◆ Data excerpts ◆
▬▬▬▬▬▬
PR #26, opened 2022-11-17
feat: upload star handlers

### LINKED ISSUE #12: Implement upload/* providers

vasco-santos:
This PR adds `upload/*` handlers as well as their tests.

It includes
- new Table resource with upload listing (follows same schema as w3up)
- uploadTable abstraction like storeTable
- update access to fix `upload/add` type inference
- random car helper function stolen from client tests
- updated `store` tests to use `createSpace` and `getClientConnection` helpers

Note that:
- pagination will be handled as follow up
- removes unused fixtures folder
- dynamoDB does not support deleting items without providing entire key.
  - Upload table key is `primaryIndex: { partitionKey: 'uploaderDID', sortKey: 'sk' }` to be unique. However, when `upload/remove` is triggered we receive `uploaderDID` and `dataCID` and have no way to get `sk` ('dataCID#carCID'). 
  - We need to perform an initial query to get items from DB, and then batch deleteRequests. It is also important mentioning that Dynamo brings more [fun to the table](https://docs.aws.amazon.com/AWSJavaScriptSDK/v3/latest/clients/client-dynamodb/classes/batchwriteitemcommand.html). Batch has some limitations, I am not worried with size but we might have more than 25 items to batch delete. So, we need to guarantee that batches bigger than it are not created, iterating in loop if more
  - Note: same applies for batch insert on `upload/add`

Still todo:
- [x] figure out remove

Closes #12

### DIFF
--- a/api/tables/upload.js
+++ b/api/tables/upload.js
@@ -1,0 +1,169 @@
+import {
+  DynamoDBClient,
+  BatchWriteItemCommand,
+  GetItemCommand,
+  QueryCommand
+} from '@aws-sdk/client-dynamodb'
+import { marshall, unmarshall } from '@aws-sdk/util-dynamodb'
+
+// https://docs.aws.amazon.com/AWSJavaScriptSDK/v3/latest/clients/client-dynamodb/classes/batchwriteitemcommand.html
+export const BATCH_MAX_SAFE_LIMIT = 25
+
+/**
+ * Abstraction layer to handle operations on Upload Table.
+ *
+ * @param {string} region
+ * @param {string} tableName
+ * @param {object} [options]
+ * @param {string} [options.endpoint]
+ * @returns {import('../service/types').UploadTable}
+ */
+export function createUploadTable (region, tableName, options = {}) {
+  const dynamoDb = new DynamoDBClient({
+    region,
+    endpoint: options.endpoint
+  })
+
+  return {
+    /**
+     * Check if the given data CID is bound to the uploader DID
+     *
+     * @param {string} uploaderDID
+     * @param {string} dataCID
+     */
+     exists: async (uploaderDID, dataCID) => {
+      const cmd = new GetItemCommand({
+        TableName: tableName,
+        Key: marshall({
+          uploaderDID,
+          dataCID,
+        }),
+        AttributesToGet: ['uploaderDID'],
+      })
+  
+      try {
+        const response = await dynamoDb.send(cmd)
+        return response?.Item !== undefined
+      } catch {
+        return false
+      }
+    },
+    /**
+     * Link an upload to an account
+     *
+     * @param {string} uploaderDID
+     * @param {import('../service/types').UploadItemInput} item
+     */
+    insert: async (uploaderDID, { dataCID, carCIDs }) => {
+      /** @type {import('../service/types').UploadItemOutput[]} */
+      const items = []
+      const batchItems = []
+
+      // Create returning array and array to batch
+      for (const carCID of carCIDs) {
+        const item = {
+          uploaderDID,
+          dataCID,
+          carCID,
+          uploadedAt: new Date().toISOString(),
+        }
+
+        items.push(item)
+        batchItems.push({
+          ...item,
+          // add sk property for Dynamo Key uniqueness
+          sk: `${item.dataCID}#${item.carCID}`
+        })
+      }
+
+      // Batch writes with max safe limit
+      while (batchItems.length > 0) {
+        const currentBatchItems = batchItems.splice(0, BATCH_MAX_SAFE_LIMIT)
+        const cmd = new BatchWriteItemCommand({
+          RequestItems: { [tableName]: currentBatchItems.map(item => ({
+            PutRequest: {
+              Item: marshall(item)
+            }
+          }))},
+        })
+        await dynamoDb.send(cmd)
+      }
+      
+      return items
+    },
+    /**
+     * Remove an upload from an account
+     *
+     * @param {string} uploaderDID
+     * @param {string} dataCID
+     */
+    remove:  async (uploaderDID, dataCID) => {
+      let lastEvaluatedKey
+      // Iterate through all carCIDs mapped to given uploaderDID
+      do {
+        // Get first batch of items to remove
+        const queryCommand = new QueryCommand({
+          TableName: tableName,
+          Limit: BATCH_MAX_SAFE_LIMIT,
+          ExpressionAttributeValues: {
+            ':u': { S: uploaderDID },
+            ':d': { S: dataCID }
+          },  
+          KeyConditionExpression: 'uploaderDID = :u',
+          FilterExpression: 'contains (dataCID, :d)',
+          ProjectionExpression: 'uploaderDID, sk'
+        })
+        const queryResponse = await dynamoDb.send(queryCommand)
+        // Update cursor if existing
+        lastEvaluatedKey = queryResponse.LastEvaluatedKey
+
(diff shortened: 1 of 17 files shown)


api/test/service/store.test.js
```diff
@@ -174,21 +171,9 @@ test('store remove does not fail for non existent link', async (t) => {
 
   // expect no response for a remove
   t.falsy(storeRemove)
-
-  const storeRemove2 = await StoreCapabilities.remove.invoke({
```
vasco-santos, line 178: this looks not needed added in previous PR?

vasco-santos: cc @olizilla

api/test/service/upload.test.js
```diff
@@ -0,0 +1,311 @@
...
+ * @param {import("@ucanto/principal/dist/src/ed25519/type.js").EdSigner<"key">} audience
+ * @param {`${string}:${string}`} resource
+ */
+async function getSpaceDelegationProof (issuer, audience, resource) {
+  return await UcantoClient.delegate({
+    issuer,
+    audience,
+    capabilities: [{ can: '*', with: resource }]
+  })
+}
```
vasco-santos, line 269: @olizilla feels way cleaner this way then having to replicate this across the board. what do you think?

api/test/service/store.test.js
olizilla: no it was deliberate. I wanted the test to show that trying to remove the same thing twice works.

api/test/service/upload.test.js
olizilla: yep. is good. I would go further and have the function create the `space` signer too, which is what the `createSpace` function of the agent would do.

api/test/service/upload.test.js
```diff
@@ -0,0 +1,311 @@
...
+    channel: await createTestingUcantoServer(context),
+  })
+}
+
+/**
+ * @param {import("@ucanto/principal/dist/src/ed25519/type.js").EdSigner<"key">} issuer
+ * @param {import("@ucanto/principal/dist/src/ed25519/type.js").EdSigner<"key">} audience
+ * @param {`${string}:${string}`} resource
+ */
+async function getSpaceDelegationProof (issuer, audience, resource) {
```
olizilla, line 263: something like
```js
async function createSpace (audience): { spaceDid, proof } 
```

olizilla: we dont need the space signer outside of the function, as we provide the proof that space delegates `*` to `audience`

api/test/service/store.test.js
vasco-santos: same non existent thing? not sure I understand what happens differently. Perhaps you wanted to remove after a successful remove?

api/test/service/upload.test.js
vasco-santos: yes!

api/test/service/store.test.js
olizilla: I see "dont error if delete called on missing thing" as "be idempotent". This test verifies that we can call remove twice with the same cid and get the same result.

api/tables/upload.js
```diff
@@ -0,0 +1,169 @@
...
+          uploadedAt: new Date().toISOString(),
+        }
+
+        items.push(item)
+        batchItems.push({
+          ...item,
+          // add sk property for Dynamo Key uniqueness
+          sk: `${item.dataCID}#${item.carCID}`
+        })
+      }
```
olizilla, line 77: pull up uploadedAt to create once so all definitely get the same timestamp, and this seems like a simple `map` so would be a little clearer as
```suggestion
      const uploadedAt = new Date().toISOString(),

      const items = carCIDs.map(carCID => ({
        uploaderDID,
        dataCID,
        carCID,
        uploadedAt
      })

      // items formatted for dynamodb
      const batchItems = items.map(item => ({
        ...item,
        // add sk property for Dynamo Key uniqueness
        sk: `${item.dataCID}#${item.carCID}`
      })
```

api/test/service/upload.test.js
```diff
@@ -0,0 +1,367 @@
...
+    // @ts-expect-error ʅʕ•ᴥ•ʔʃ
+  }).execute(connection)
+
+  // @ts-expect-error error is added by ucanto if it fails
+  t.not(uploadAdd.error, true, uploadAdd.message)
+  t.is(uploadAdd.length, shards.length)
+
+  // Validate shards result
+  for (const shard of shards) {
+    const shardResult = uploadAdd.find((s) => s.carCID === shard.toString())
```
olizilla, line 61: minor: we should assert what we expect the order of shards to be here. not because we really care... _(tho i would want a test to fail if I changed that without meaning to)..._ but more because we should be very explicit about what we expect to see in the results.

if we sent `[shardA, shardA, shardB]` and the response contained `[shardA, shardB, shardB]`, this test would still pass. the length matches and we can find the item we want in it, but it is not correct.

api/test/service/upload.test.js
```diff
@@ -0,0 +1,367 @@
...
+  // Validate shards result
+  for (const shard of shards) {
+    const shardResult = dbItems.find((s) => s.carCID === shard.toString())
+    t.is(shardResult?.dataCID, root.toString())
+    t.truthy(shardResult?.uploadedAt)
+  }
+})
+
+// TODO: this is current behavior with optional nb.
+// We should look into this as a desired behavior
```
olizilla, line 80: plz to make issue

api/test/service/upload.test.js
```diff
@@ -0,0 +1,367 @@
...
+}
+
+/**
+ * @param {import("@aws-sdk/client-dynamodb").DynamoDBClient} dynamo
+ * @param {`did:key:${string}`} spaceDid
+ */
+ async function getSpaceItems(dynamo, spaceDid) {
+  const cmd = new QueryCommand({
+    TableName: 'upload',
+    Limit: 30,
```
olizilla, line 334:
```suggestion
 async function getUploadsForSpace(dynamo, spaceDid, limit = 30) {
  const cmd = new QueryCommand({
    TableName: 'upload',
    Limit: limit,
```

api/test/service/upload.test.js
```diff
@@ -0,0 +1,367 @@
...
+    proofs: [ proof ]
+    // @ts-expect-error ʅʕ•ᴥ•ʔʃ
+  }).execute(connection)
+
+  t.is(uploadList.pageSize, cars.length)
+
+  // Validate entries have given CARs
+  for (const entry of uploadList.results) {
+    t.truthy(cars.find(car => car.roots[0].toString() === entry.dataCID ))
+  }
```
olizilla, line 303: plz validate expected order of results list

olizilla (approved):
approving to unblock. minor tweaks suggested

api/test/service/upload.test.js
vasco-santos: https://github.com/web3-storage/w3protocol/issues/186

api/test/service/upload.test.js
vasco-santos: I will merge this as this needs discussion. 

If you consider `primaryIndex: { partitionKey: 'uploaderDID', sortKey: 'sk' },` the sortKey is `sk` which is `'dataCID#carCID'`. So there is no guarantee that the order is the order of insertion. But, I also don't see any requirement or need to keep an order. So, I consider that seeing we have length, and all are there is the expectation.

api/test/service/upload.test.js
vasco-santos: see https://github.com/web3-storage/upload-api/pull/26#discussion_r1026314813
▬▬▬▬▬▬
Read the entries and show each line that mentions "clients".

◆ Output for this task ◆
  - We need to perform an initial query to get items from DB, and then batch deleteRequests. It is also important mentioning that Dynamo brings more [fun to the table](https://docs.aws.amazon.com/AWSJavaScriptSDK/v3/latest/clients/client-dynamodb/classes/batchwriteitemcommand.html). Batch has some limitations, I am not worried with size but we might have more than 25 items to batch delete. So, we need to guarantee that batches bigger than it are not created, iterating in loop if more
+// https://docs.aws.amazon.com/AWSJavaScriptSDK/v3/latest/clients/client-dynamodb/classes/batchwriteitemcommand.html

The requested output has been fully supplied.